类R变量,则 as.numeric(x)
给出要传输的数字(SQLite).我们需要将这些数字与适当的数字进行比较,而不是与字符串进行比较.之所以可行,是因为它也以相同的方式转换比较日期(即,将 $ date0
替换为16939,这是自该日期表示的UNIX纪元以来的天数):
1) sqlite Assuming you are using the default SQLite backend, SQLite does not have a date type so the dates are transferred to SQLite as the number of days since the UNIX Epoch. That is on the SQLite side actiondate
is a column of numbers. (If x
were a "Date"
class R variable then as.numeric(x)
gives the number(s) that is/are transferred to SQLite.) We need to compare these numbers to an appropriate number, not to a character string. This would work as it also converts the comparison date in the same way (i.e. it replaces $date0
with 16939 which is the number of days since the UNIX Epoch represented by that date):
library(sqldf)
date0 <- as.Date("2016-05-18")
fn$sqldf("select distinct actiondate from sawdf where actiondate < $date0")
在github上的sqldf主页上有关于使用SQLite在sqldf中进行日期处理的更多信息: https://github.com/ggrothendieck/sqldf
There is more information on date processing in sqldf with SQLite on the sqldf home page on github: https://github.com/ggrothendieck/sqldf
1a)这也将起作用,因为所有日期都以相同的方式转移:
1a) This would also work since all dates get transferred in the same way:
library(sqldf)
Date0 <- data.frame(date0 = as.Date("2016-05-18"))
sqldf("select distinct actiondate from sawdf where actiondate < (select date0 from Date0)")
1b)尽管有点麻烦,但可以使用SQLite内置函数将比较日期转换为数字,而不是将比较日期转换为数字:
1b) Although it is a bit messy, rather than convert the comparison date to numeric one could convert the actiondate column to character using an SQLite builtin function:
sqldf("select distinct actiondate from sawdf
where strftime('%Y-%m-%d', actiondate * 3600 * 24, 'unixepoch') < '2016-05-18'")
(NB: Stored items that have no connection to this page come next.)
PR #1300, opened 2020-06-25
Update create account page content

bethwalton:
- Updated eligibility criteria for Gateway and Verify 
- Added examples of the most popular other services you can use each account for 
- Edited headings and buttons to make it clearer that users need to choose between two options

This is part of work on GOV.UK Verify user journeys, being done by the hub/eIDAS team. The new page content has been approved by HMRC.

[Jira ticket is here. ](https://govukverify.atlassian.net/browse/HUB-660?atlOrigin=eyJpIjoiMTkxNzU0MzY5YTc1NDc0Yzg5ZGE4NDQ3ZjlkMjAxMjUiLCJwIjoiaiJ9)

### DIFF
--- a/lib/service_sign_in/check-income-tax.en.yaml
+++ b/lib/service_sign_in/check-income-tax.en.yaml
@@ -17,37 +17,35 @@ choose_sign_in:
       slug: create-account
       hint_text: If you do not already have one of these accounts, we'll help you choose whether to use Government Gateway or GOV.UK Verify.
 create_new_account:
-  title: Create an account
+  title: Choose a way to prove your identity
   slug: create-account
   body: |
-    To use this service, you need to create either a Government Gateway or GOV.UK Verify account. These are used to help fight identity theft.
+    You need to confirm who you are before you can check your income tax.
 
-    Once you have an account, you can use it to access other government services online.
+    To do this, you can create either a Government Gateway user ID or a GOV.UK Verify identity account.
 
-    ## Choose a way to prove your identity
+    ## Government Gateway
 
-    ### Government Gateway
+    You'll need:
 
-    Registering with Government Gateway usually takes about 10 minutes. It works best if you have:
+    - your National Insurance number or UK address
+    - a recent payslip or P60 or a valid UK passport
+    
+    You can use your user ID for things like your personal or business tax account, Self Assessment, Corporation Tax, PAYE for employers and VAT.
 
-    * your National Insurance number
-    * a recent payslip or P60 or a valid UK passport
+    {button}[Choose Government Gateway](https://www.tax.service.gov.uk/gg/sign-in?continue=/check-income-tax/what-do-you-want-to-do&accountType=individual&origin=PTA-CYIT-CY){/button}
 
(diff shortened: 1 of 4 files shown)


lib/service_sign_in/check-income-tax.en.yaml
```diff
@@ -17,37 +17,35 @@ choose_sign_in:
...
 
-    Registering with Government Gateway usually takes about 10 minutes. It works best if you have:
+    - your National Insurance number or UK address
+    - a recent payslip or P60 or a valid UK passport
+    
+    You can use your user ID for things like your personal or business tax account, Self Assessment, Corporation Tax, PAYE for employers and VAT.
 
-    * your National Insurance number
-    * a recent payslip or P60 or a valid UK passport
+    {button}[Choose Government Gateway](https://www.tax.service.gov.uk/gg/sign-in?continue=/check-income-tax/what-do-you-want-to-do&accountType=individual&origin=PTA-CYIT-CY){/button}
```
ChrisBAshton, line 36: I know you just moved this code a little further up, but I suspect the `origin` is wrong here - should it be `PTA-CYIT-EN`?

lib/service_sign_in/check-state-pension.en.yaml
```diff
@@ -20,34 +20,35 @@ choose_sign_in:
...
 
-    Registering with Government Gateway usually takes about 10 minutes. It works best if you have:
+    - your National Insurance number or UK address
+    - a recent payslip or P60 or a valid UK passport
+    
+    You can use your user ID for things like your personal or business tax account, Self Assessment, Corporation Tax, PAYE for employers and VAT.
 
-    * your National Insurance number
-    * a recent payslip or P60 or a valid UK passport
+    <a role="button" class="gem-c-button govuk-button" href="https://www.tax.service.gov.uk/gg/sign-in?continue=/check-your-state-pension&accountType=individual" data-module="cross-domain-tracking" data-tracking-code="UA-43414424-1" data-tracking-name="govspeakButtonTracker" data-tracking-track-event="true">Choose Government Gateway</a>
```
ChrisBAshton, line 39: I wonder why this file uses raw HTML but the previous one uses GovSpeak? 🤔

bethwalton: Yeah I thought that was strange... I've never updated these pages before and I didn't want to mess with anything I didn't need to though, so I left it alone!

lib/service_sign_in/check-income-tax.en.yaml
bethwalton: CY as in the Welsh version? I don't know enough to say for sure I'm afraid. 

I just looked at the Welsh version expecting that to have the same link, but it looks like it's the wrong one altogether - it mentions 'company car' which is a different service... 

I can go back to HMRC on this.

ChrisBAshton: No problem. Let's merge this for now, as this is the tracking link currently used on production anyway.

2)H2 或者使用具有日期类型的H2后端.在这种情况下,问题中的代码确实起作用.安装RH2(包括H2),并确保在计算机上安装了Java.然后:
2) H2 Alternately use the H2 backend which does have a date type. In that case the code in the question does work. Install RH2 (which includes H2) and also make sure you have java installed on your machine. Then:
library(RH2)
library(sqldf)
sqldf("select distinct actiondate from sawdf where actiondate < '2016-05-18'")
注意:我们假设可重复的输入形式是:
Note: The input we assumed, in reproducible form, is:
Lines <- "actiondate
2016-05-14
2016-05-15
2016-05-16
2016-05-17
2016-05-18"
sawdf <- read.csv(text = Lines)
sawdf$actiondate <- as.Date(sawdf$actiondate)
这篇关于R sqldf在日期范围条件中没有选择性的文章就介绍到这了,希望我们推荐的答案对大家有所帮助,也希望大家多多支持IT屋!